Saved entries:
= = = = = = =

Issue #25, opened 2023-02-14
Feature request : Multiline text


lgersman:
Your project looks promising !

Would you consider to add a Multiline Text Input like in Gum (https://github.com/charmbracelet/gum#write) ?

natemoo-re:
Yep, I would love to add this! Looking at our current logic, most things are expecting a single line value, so this might take some internal refactoring.

SebghatYusuf:
any updates here?

deadcoder0904:
Would love this too bdw.

natemoo-re:
🙈 better 1,170 days late than never—the multiline prompt has been released in [`@clack/prompts@1.3.0`](https://github.com/bombshell-dev/clack/releases/tag/%40clack%2Fprompts%401.3.0)

PR #240, opened 2025-02-27
feat(@clack/core,@clack/prompts): Multiline text input

MacFJA:
Add a new prompt: `MultiLinePrompt` and its rendering `multiline`

### Added to `@clack/core`

- Option to change the key that submit a prompt (default value is `return` to keep retro-compatibility)
- A new event that send the raw char and key
- A new util function (`isSameKey`) to test if two key are the same (with `ctrl`, `meta`, `shift` included in the check)
- A new prompt `MultiLinePrompt`

### Added to `@clack/prompts`

- A new prompt function `multiline`

## Difficulties and workaround

**Issue**: The `return` key is used to submit the prompt and is hardcoded, so impossible to insert new line
**Solution**: Make the submit key configurable (see: `packages/core/src/prompts/prompt.ts:{22,53,210}`) 

**Issue**: The default cursor management use vim mapping, so when pressing letter `k`, `j`, `h` or `l` to add those letter, the cursor also moves.
**Solution**: Re-implementing of the cursor management without vim mapping (see `packages/core/src/prompts/multi-line.ts:29`)

**Issue**: The event `key` lower the inputted char, so uppercased char are never displayed
**Solution**: Create a new event `rawKey` to send the untouched value (also used for the cursor management)

---

- This PR (except if I miss something) don't create incompatibility with existing usage of the library (as it add new feature, and core changes have default value that behave as it was before)
- This PR fix the issue #25


natemoo-re (approved):
Wow great stuff, thank you for contributing!

deadcoder0904:
I'd love if this is merged. Its annoying to do multi-line with such a beautiful library. Only thing missing imo.

dreyfus92:
thank you @43081j 🎉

= = = = = = =

* **WHAT THE TASK REQUIRES**:
What are the lines above, starting at the one with "- A new util" and ending at the one with "Re-implementing of the"? Give them again exactly, and only them.

* **SOLUTION FOR THIS TASK**:
- A new util function (`isSameKey`) to test if two key are the same (with `ctrl`, `meta`, `shift` included in the check)
- A new prompt `MultiLinePrompt`

### Added to `@clack/prompts`

- A new prompt function `multiline`

## Difficulties and workaround

**Issue**: The `return` key is used to submit the prompt and is hardcoded, so impossible to insert new line
**Solution**: Make the submit key configurable (see: `packages/core/src/prompts/prompt.ts:{22,53,210}`) 

**Issue**: The default cursor management use vim mapping, so when pressing letter `k`, `j`, `h` or `l` to add those letter, the cursor also moves.
**Solution**: Re-implementing of the cursor management without vim mapping (see `packages/core/src/prompts/multi-line.ts:29`)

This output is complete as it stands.